Il Meeting e la forza di un’esperienza
Caro Aldo, al Meeting di Rimini si incontrano esperienze che sembrano «impossibili» come ciò che sta succedendo in Israele, negli ospedali. Lo hanno testimoniato con due interventi da brividi suor Aziza e il dottor Salem Billan. In Israele vi sono ospedali dove israeliani e palestinesi, ebrei, musulmani e cristiani operano insieme. Mentre fuori imperversano gli scontri, nelle corsie degli ospedali vi è la pace e come ha detto il dottor Billan bisogna portarla nella società. Perché vi è la pace negli ospedali? Perché lì non si guarda se uno è israeliano o palestinese, ma si guarda l’uomo!
Gianni Mereghetti
Caro Gianni,
Grazie per la sua testimonianza, che mi ricorda il Parents Circle, l’associazione in cui il cardinal Martini quando era a Gerusalemme faceva incontrare i genitori israeliani e palestinesi che avevano perso un figlio in guerra o per un attentato terroristico. Ma al centro della sua lettera c’è il Meeting di Rimini. Ci sono tornato dopo qualche anno, e ho ritrovato quell’atmosfera di accoglienza, di serenità, di forza che ricordavo. Passiamo un intero anno a discutere di giovani, considerandoli un mistero impenetrabile — i millennials, la generazione Z —, e poi al Meeting ne trovi migliaia; e non sono chini sui cellulari. Ci sono volontari che dedicano al Meeting le loro ferie: giovani ingegneri, architetti, interpreti, giuristi, medici mettono la loro esperienza al servizio della comunità. Uno scrittore che stimo molto, Antonio Socci, ha sostenuto che negli ultimi tempi Rimini è diventata anche una passerella per Vip. Ma pure trent’anni fa si applaudiva Andreotti e si criticava De Mita (che rispose definendo i ciellini «teologi da spiaggia»).
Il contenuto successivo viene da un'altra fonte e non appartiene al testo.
PR #1182, opened 2023-02-21
Avatar refactor - all props exploration

Fercas123:


packages/lab/src/avatar/Avatar.css
```diff
@@ -24,6 +27,7 @@
   overflow: hidden;
   user-select: none;
   border-radius: 50%;
+  outline: auto;
 }
 
 /* Style applied to the image/svg element. We specifically allow SVGs as the Avatar image to enable SVGs such as Flags to take up the full Avatar space */
```
Fercas123, line 33: @el-dav @joshwooding do you know what are lines 38 to 41 for? i'm not sure what are they meant to do, hide text in svgs?

joshwooding: I think it's the hide the broken image icon. It really only needs to be applied to img but worth checking

packages/lab/src/avatar/Avatar.tsx
```diff
@@ -1,50 +1,88 @@
...
 const withBaseName = makePrefixer("saltAvatar");
 const DEFAULT_AVATAR_SIZE = 2; // medium
 
+const initialsDefaultGetter = (name: string | undefined) =>
+  name &&
+  name
+    .split(" ")
+    .map((n) => n[0])
+    .join("")
+    .toUpperCase();
```
libertymayc, line 44: should we limit the amount of initials? or add an ellipsis, dash etc on overflow? (e.g. 10 word name shows the middle initials only when it overflows)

Il Meeting si è sempre confrontato con la politica, ed è giusto che sia così. Stavolta poi l’ha fatto al massimo livello, con quasi tutti i leader — moderati dal direttore del Corriere Luciano Fontana — e con il passo d’addio (forse solo provvisorio) di Mario Draghi. Alla fine il collante è la curiosità per il mondo e l’attitudine a non considerare nessuno come un estraneo. Perché alla fine — l’hanno notato Franco Nembrini e Massimo Camisasca parlando di Dante — «de te fabula narratur»: è sempre di te che parla la storia.